Für einen guten Start in den Tag

Demnächst frühstücken die Kinder aller katholischen Kitas gemeinsam.
Demnächst frühstücken die Kinder aller katholischen Kitas gemeinsam.
Foto: FUNKE Foto Services / Gerd Herma
Was wir bereits wissen
Die katholische Kirchengemeinde St. Nikolaus Wesel bringt ein Frühstücksprojekt in ihren zehn Kindertageseinrichtungen auf den Weg.

Wesel..  Es ist eine Szene, die die Mitarbeiter der zehn Kindertageseinrichtungen der katholischen Kirchengemeinde St. Nikolaus immer wieder erleben: „Gerade montags kommt es vor, dass Mädchen oder Jungen mit knurrendem Magen in die Einrichtung kommen und sich erst einmal richtig den Bauch vollschlagen“, sagt Dennis Epping von der Verbundleitung. „Zu Hause ist in manchen Familien einfach nicht genug Geld für ausreichendes Essen da. Nach dem Wochenende haben die Kleinen dann richtig Hunger.“ Etwa 15 bis 20 Prozent der Kinder in Wesel leben in Armut oder sind von Armut bedroht, weiß Epping. Und das hat oft eine schlechte Ernährung zur Folge. Um allen Kindern in ihren Einrichtungen einen leckeren, gesättigten und auch noch gesunden Start in den Tag zu ermöglichen, bringt die Gemeinde St. Nikolaus nun ein Projekt auf den Weg.

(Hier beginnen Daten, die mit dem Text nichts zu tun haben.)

PR #250, opened 2026-09-12
adding utils for the progenitor problem

logalexw:
## PR Summary

Now that we're successfully getting progenitors to collapse, reach bounce, and explode (see closing comment in #246), some useful ccsne-related utilities are needed. In addition to some small updates to the progenitor pre-processing pipleine (`stellar.py`; #245) that are useful for setting an appropriate simulation time, I'm also adding parameters to track bounce-related diagnostics (if it occurs, density, entropy, etc.) and generate a new summary file.

As always, recommendations and suggestions are welcome!

## PR Checklist

- [x] Explain what you did.

### DIFF
--- a/src/progenitor/progenitordata.cpp
+++ b/src/progenitor/progenitordata.cpp
@@ -122,6 +122,15 @@ std::shared_ptr<StateDescriptor> Initialize(ParameterInput *pin) {
   params.Add("S_adm_dev", S_adm_dev);
   params.Add("Srr_adm_dev", Srr_adm_dev);
 
+  // criterion for bounce in ccsne (O'Connor & Ott 2010)
+  params.Add("bounce_density", Constants::BOUNCE_DENS);
+  params.Add("bounce_entropy", Constants::BOUNCE_ENTR);
+  // set these if bounce occurs
+  params.Add("bounce_density_actual"; -1.0); 
+  params.Add("bounce_entropy_actual"; -1.0); 
+  params.Add("bounce_time"; -1.0);
+  params.Add("post_bounce", False);
+
   params.Add("outside_pns_threshold", outside_pns_threshold);
   params.Add("inside_pns_threshold", inside_pns_threshold);
   params.Add("net_heat_threshold", net_heat_threshold);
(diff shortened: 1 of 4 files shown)


logalexw:
This one took a bit of digging to figure out, but there's now a small post-cycle diagnostic that runs for the progenitor problem only (`src/progenitor/progenitordata.cpp:GetProgenitorState`) and checks a) if the progenitor has reached bounce and b) handles a small bit of i/o into a bounce diagnostics file if it has.

I'm fairly sure all of the reducers should work correctly in 3d, but if there are any obvious missteps I'd appreciate a second set of eyes!

> This uses the same common bounce criterion as GR1D, s.t. $\rho \geq$ 2e14 g/cc indicates bounce has occured.

I also added a new condition to `<progenitor>` so that users can indicate if a model is post-bounce or not in the input deck. There's a few small tweaks to the *.info file output by the stellar pre-processing pipeline to make unit conversions more convenient as well.

src/progenitor/progenitordata.cpp
```diff
@@ -169,4 +188,86 @@ std::shared_ptr<StateDescriptor> Initialize(ParameterInput *pin) {
...
+      progen->UpdateParam<bool>("post_bounce", true);
+
+      // output data file, in code units and cgs units
+      FILE *fout;
+      fout = fopen("bounce.dat", "w"); // questionable naming...
+      fprintf(fout, "%-20s\n", ">> bounce reached!");
+      fprintf(fout, "%-16s  %.14e\n", "time", bounce_time);
+      fprintf(fout, "%-16s  %.14e\n", "central density", max_density);
+      fprintf(fout, "%-16s  %.14e\n", "central entropy", min_entropy);
+      fclose(fout);
```
Yurlungur, line 256: this is not MPI safe.  So you need an MPI reduce before you output so you get the real max density for example.

You could also just print to terminal and stash these quantities in params so they get output to file automatically, instead of writing to an ascii file. I personally feel that's a little nicer.

Yurlungur (commented):
Nice little improvements.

„Schmierst Du mir meine Stulle?“ ist die Initiative überschrieben, bei der die Gemeinde vor allem auf die Unterstützung von Unternehmen, Gruppen oder Privatpersonen zählt. „Wir möchten eben nicht die Eltern mit den Kosten belasten“, erklärt Pfarrer Stefan Sühling. Rund 600 Kinder besuchen die zehn katholischen Einrichtungen, die im gesamten rechtsrheinischen Stadtgebiet verteilt sind. Um ihnen allen täglich ein gesundes Frühstück zu bieten, seien voraussichtlich 5000 bis 6000 Euro monatlich nötig, rechnet Sühling.

Wer dazu beitragen möchte, diese Summe regelmäßig zusammenzubekommen, kann beispielsweise eine Frühstückspatenschaft übernehmen und monatlich 15 Euro spenden. Auch einmalige Zuschüsse sind möglich, ebenso wie die Stiftung von Waren oder Produkten.

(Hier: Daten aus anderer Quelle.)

PR #1610, opened 2024-09-09
Mass Privater: Display total fetched count without filtering

### LINKED ISSUE #1609: Mass Privater: "(checked {x})" count can be incorrect
https://github.com/AprilSylph/XKit-Rewritten/blob/18298b6ad8127ced464852b4d5be539ae9b163d4/src/features/mass_privater.js#L202-L214

If Mass Privater fetches posts that are already privated, it doesn't count them in the "(checked {x})" text.

This can lead to a state where the feature is fetching pages upon pages of already-privated posts (since there is no way to request "only public posts" from the API, or pretend that we're logged-out when fetching...) but the UI is not updated for minutes or potentially even hours at a time.

marcustyphoon:
### Description

Resolves #1609.

This changes the "checked x" count that Mass Privater shows while fetching posts to include all posts without any filtering, ensuring that it continues to increment in real time even if the posts currently being fetched aren't relevant.

This includes counting the same post multiple times if it has multiple searched tags and gets fetched multiple times; do you think this makes sense? (Maybe it makes "checked x" slightly inaccurate; that could be "fetched x" or "downloaded x" something, I dunno.) There's a tradeoff here.

### Testing steps

I did not really test this, as I don't have enough private posts to notice the difference.

### DIFF
--- a/src/features/mass_privater.js
+++ b/src/features/mass_privater.js
@@ -192,26 +192,24 @@ const privatePosts = async ({ uuid, name, tags, before }) => {
     ]
   });
 
-  const allPostIdsSet = new Set();
+  let fetchedPosts = 0;
   const filteredPostIdsSet = new Set();
 
   const collect = async resource => {
     while (resource) {
       await Promise.all([
         apiFetch(resource).then(({ response }) => {
-          const posts = response.posts
+          response.posts
             .filter(({ canEdit }) => canEdit === true)
-            .filter(({ state }) => state === 'published');
-
-          posts.forEach(({ id }) => allPostIdsSet.add(id));
-
-          posts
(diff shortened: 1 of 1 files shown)


AprilSylph:
> This includes counting the same post multiple times if it has multiple searched tags and gets fetched multiple times; do you think this makes sense? (Maybe it makes "checked x" slightly inaccurate; that could be "fetched x" or "downloaded x" something, I dunno.)

After much thought, I'm concluding that I don't care. It's probably a rare enough scenario that it's not worth the mental effort to accommodate writing 100% accurate copy for.

AprilSylph (approved):
Works. Easily tested on a blog with only 22 posts, 20 of which were private.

Tatkräftige Hilfe ist ebenfalls willkommen, denn natürlich müssen die Frühstücksutensilien nicht nur eingekauft und in die Einrichtungen gebracht, sondern dort auch zubereitet und anschließend wieder weggeräumt werden.

Früh ansetzen

Jede Menge Arbeit also, die sich aber lohnt, wie Dennis Epping überzeugt ist. „Eine aktuelle Bertelsmann-Studie macht deutlich, dass Kinder aus armen Familien oft schon bei der Schuleingangsuntersuchung Entwicklungsdefizite ausweisen“, weiß er. Es sei deshalb „absolut logisch“, möglichst früh anzusetzen, um diesen Mädchen und Jungen ein Leben mit gleichen Chancen zu bieten, ergänzt Angelika Tepaße, ebenfalls von der Verbundleitung.

Noch steckt das Frühstücksprojekt in den Kinderschuhen, die Gemeinde St. Nikolaus ist derzeit auf der Suche nach Sponsoren und Unterstützern. Für die Frühstückspatenschaften gebe es bereits erste Interessenten, freut sich Dennis Epping. Und auch Unternehmer, die regelmäßig spenden möchte, haben die Initiatoren bereits gefunden. Eine von ihnen ist Dolmetscherin Andrea Rölfs, deren Tochter derzeit gerade selbst die katholische Kita am Fusternberg besucht. Sie unterstützt das Projekt aber als Unternehmerin und nicht als Mutter, wie sie betont.